■ **Exercise instructions**
Reproduce exactly, and only, the lines below from the one containing "Front-end support will" through the one containing "with this PR.".

[Entries taken from a collection]
============

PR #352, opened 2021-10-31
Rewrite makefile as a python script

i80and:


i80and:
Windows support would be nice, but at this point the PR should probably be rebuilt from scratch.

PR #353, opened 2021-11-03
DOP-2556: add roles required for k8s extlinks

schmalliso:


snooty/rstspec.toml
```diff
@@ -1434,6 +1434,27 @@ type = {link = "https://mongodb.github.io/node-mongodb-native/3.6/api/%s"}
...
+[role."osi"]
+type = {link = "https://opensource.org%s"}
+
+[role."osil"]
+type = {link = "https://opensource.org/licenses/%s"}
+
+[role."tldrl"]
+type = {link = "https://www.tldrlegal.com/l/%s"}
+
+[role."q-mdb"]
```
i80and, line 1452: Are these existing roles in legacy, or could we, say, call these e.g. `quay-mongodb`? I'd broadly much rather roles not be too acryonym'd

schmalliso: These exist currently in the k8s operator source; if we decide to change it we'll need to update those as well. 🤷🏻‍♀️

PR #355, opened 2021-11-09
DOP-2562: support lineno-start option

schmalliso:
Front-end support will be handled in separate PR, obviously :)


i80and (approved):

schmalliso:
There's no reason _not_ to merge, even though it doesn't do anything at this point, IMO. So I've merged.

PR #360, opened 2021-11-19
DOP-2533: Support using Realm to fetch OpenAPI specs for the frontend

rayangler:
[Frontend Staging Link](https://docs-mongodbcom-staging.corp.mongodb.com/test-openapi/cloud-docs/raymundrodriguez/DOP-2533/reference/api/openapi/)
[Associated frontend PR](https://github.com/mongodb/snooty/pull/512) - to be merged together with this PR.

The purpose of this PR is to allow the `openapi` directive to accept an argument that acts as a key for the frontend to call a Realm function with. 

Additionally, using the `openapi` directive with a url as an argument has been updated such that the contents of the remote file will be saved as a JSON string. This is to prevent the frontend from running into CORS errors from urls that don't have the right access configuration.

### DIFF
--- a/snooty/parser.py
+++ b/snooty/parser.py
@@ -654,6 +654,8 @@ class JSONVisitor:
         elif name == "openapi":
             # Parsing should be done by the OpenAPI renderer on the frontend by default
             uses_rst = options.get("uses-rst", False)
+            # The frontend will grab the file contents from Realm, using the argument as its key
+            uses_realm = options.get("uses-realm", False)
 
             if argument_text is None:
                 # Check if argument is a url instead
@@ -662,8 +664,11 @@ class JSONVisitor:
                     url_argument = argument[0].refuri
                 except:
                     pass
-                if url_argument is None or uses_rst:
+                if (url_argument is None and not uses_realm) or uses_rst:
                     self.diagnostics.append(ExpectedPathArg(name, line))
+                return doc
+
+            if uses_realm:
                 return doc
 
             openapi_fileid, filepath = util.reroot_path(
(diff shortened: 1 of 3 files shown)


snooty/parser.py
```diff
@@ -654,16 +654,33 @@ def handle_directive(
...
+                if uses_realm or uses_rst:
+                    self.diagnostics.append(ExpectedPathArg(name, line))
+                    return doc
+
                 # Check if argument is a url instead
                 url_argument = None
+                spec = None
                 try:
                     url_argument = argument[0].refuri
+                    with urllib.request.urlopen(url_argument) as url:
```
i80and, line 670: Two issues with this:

============

■ **Response for this exercise**
Front-end support will be handled in separate PR, obviously :)


i80and (approved):

schmalliso:
There's no reason _not_ to merge, even though it doesn't do anything at this point, IMO. So I've merged.

PR #360, opened 2021-11-19
DOP-2533: Support using Realm to fetch OpenAPI specs for the frontend

rayangler:
[Frontend Staging Link](https://docs-mongodbcom-staging.corp.mongodb.com/test-openapi/cloud-docs/raymundrodriguez/DOP-2533/reference/api/openapi/)
[Associated frontend PR](https://github.com/mongodb/snooty/pull/512) - to be merged together with this PR.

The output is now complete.